(Records contained in a dataset)
PR #1336, opened 2024-05-20
fix/BA-140-mail-already-exists-with-snackbar

michael-scheurer:


libs/membership/website/src/lib/subscribe/subscribe-container.tsx
```diff
@@ -37,6 +39,7 @@ export const SubscribeContainer = <T extends OptionalKeysOf<RegisterMutationVari
   schema,
   filter
 }: SubscribeContainerProps<T>) => {
+  const router = useRouter()
```
Itrulia, line 42: This has to be outside the website builder.

libs/ui/src/lib/snackbar/snackbar.tsx
```diff
@@ -0,0 +1,33 @@
...
+    return
+  }
+})
+
+export interface Snack {
+  message: string
+  severity?: AlertColor
+}
+
+export function SnackbarWithContextProvider({children, ...props}: SnackbarProps) {
```
Itrulia, line 17:
```suggestion
export function SnackbarWithContextProvider({children, autoHideDuration = 10000, ...props}: SnackbarProps) {
```

Then you don't need DEFAULT_AUTO_HIDE_DURATION

libs/ui/src/lib/snackbar/snackbar.tsx
```diff
@@ -0,0 +1,33 @@
...
+  const DEFAULT_AUTO_HIDE_DURATION = 10000
+  const [snack, setSnack] = useState<Snack | undefined>(undefined)
+
+  return (
+    <SnackbarContext.Provider value={{setSnack}}>
+      {children}
+      <Snackbar
+        {...props}
+        open={!!snack}
+        autoHideDuration={props.autoHideDuration || DEFAULT_AUTO_HIDE_DURATION}
```
Itrulia, line 27:
```suggestion
        autoHideDuration={autoHideDuration}
```

libs/ui/src/lib/snackbar/snackbar.tsx
Itrulia, line 17: Currently this only supports 1 snackbar, maybe we want to do a push on it so we can have multiple. But not important for now of course. Works great!

libs/membership/website/src/lib/subscribe/subscribe-container.tsx
```diff
@@ -69,14 +72,28 @@ export const SubscribeContainer = <T extends OptionalKeysOf<RegisterMutationVari
   })
 
   const [register] = useRegisterMutation({
-    onError: () => challenge.refetch(),
+    onError: async error => {
+      const emailAlreadyInUseError = error.graphQLErrors.find(
```
Itrulia, line 76: Probably this should be checked globally and not in this container. We can check this via Apollo links or error handlers iirc

libs/membership/website/src/lib/subscribe/subscribe-container.tsx
michael-scheurer: That means, I have to pass it through the properties? Any other idea?

libs/ui/src/lib/snackbar/snackbar.tsx
michael-scheurer: yeah. I wanted to implement that. But I gave up on it because of a really quirky behavior of the snackbar component. It is ok for now.

libs/membership/website/src/lib/subscribe/subscribe-container.tsx
michael-scheurer: Apollo Links => Error Links

michael-scheurer:
Closing it in favor of https://github.com/wepublish/wepublish/pull/1395

PR #1339, opened 2024-05-22
BA-95: Bajour quote block

antkiewiczk:


apps/bajour/src/components/quote/bajour-quote.tsx
```diff
@@ -0,0 +1,121 @@
...
+  return (
+    <BajourQuoteBlockWrapper className={className} withImage={!!image}>
+      {image && (
+        <QuoteImage>
+          <Image image={image} square />
+        </QuoteImage>
+      )}
+      <BajourQuoteContent>
+        <H4 component="p" css={quoteStyles}>
+          « {quote} »
```
Itrulia, line 111:
```suggestion
          {quote}
```

apps/bajour/src/components/quote/bajour-quote.tsx
```diff
@@ -0,0 +1,121 @@
...
+
+  return (
+    <BajourQuoteBlockWrapper className={className} withImage={!!image}>
+      {image && (
+        <QuoteImage>
+          <Image image={image} square />
+        </QuoteImage>
+      )}
+      <BajourQuoteContent>
+        <H4 component="p" css={quoteStyles}>
```
Itrulia, line 110: You can make a component above via styled and use component instead of CSS here.

apps/bajour/src/components/quote/bajour-quote.tsx
```diff
@@ -0,0 +1,121 @@
...
+          « {quote} »
+        </H4>
+        {author && (
+          <Paragraph component="cite" css={authorStyles} gutterBottom={false}>
```
Itrulia, line 114: same thing here

apps/bajour/src/components/quote/bajour-quote.tsx
```diff
@@ -0,0 +1,121 @@
...
+  }
+
+  ${({theme}) => theme.breakpoints.up('md')} {
+    margin: 0;
+    margin-left: ${({theme}) => `-${theme.spacing(8)}`};
+    max-width: calc((100% / 12) * 4 + ${({theme}) => theme.spacing(60)});
+  }
+
+  @media (min-width: 1440px) {
+    // breakpoint needs to be custom
```
Itrulia, line 32: Explain why please

antkiewiczk: that's because the component is pushed a bit to the left via negative margin, at least this is what I understood that is required looking at the designs 
Screenshot 2024-05-23 at 14 10 20

apps/bajour/src/components/quote/bajour-quote.tsx
antkiewiczk: but I would need to make this component inside `BajourQuoteBlock` if I want to use components exported from website builder i.e. 

```
  const {
    elements: {H4, Image, Paragraph}
  } = useWebsiteBuilder()
```

apps/bajour/src/components/quote/bajour-quote.tsx
Itrulia: Because bajour doesn't want it

apps/bajour/src/components/quote/bajour-quote.tsx
Itrulia: No you don't: https://github.com/wepublish/wepublish/blob/3b80f2f386ec4f49d1a17ae4d1c8a4906c0afdae/libs/block-content/website/src/lib/teaser/teaser.tsx#L314

apps/bajour/src/components/quote/bajour-quote.tsx
Itrulia: I still don't understand why the breakpoint needs to be custom

apps/bajour/src/components/website-builder-overwrites/block-renderer/block-renderer.tsx
```diff
@@ -2,6 +2,7 @@ import {
   ApiV1,
   BlockRenderer,
   BuilderBlockRendererProps,
+  isQuoteBlock,
```
Itrulia, line 5: use the website builder provider in _app instead.

michael-scheurer:
As discussed:
@antkiewiczk 
- Fix long author names
- Fix font weight on the quote and author name

michael-scheurer (approved):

WHAT THIS TASK INVOLVES: Your answer should be every line above that contains the word "theme".

SOLUTION:
+  ${({theme}) => theme.breakpoints.up('md')} {
+    margin-left: ${({theme}) => `-${theme.spacing(8)}`};
+    max-width: calc((100% / 12) * 4 + ${({theme}) => theme.spacing(60)});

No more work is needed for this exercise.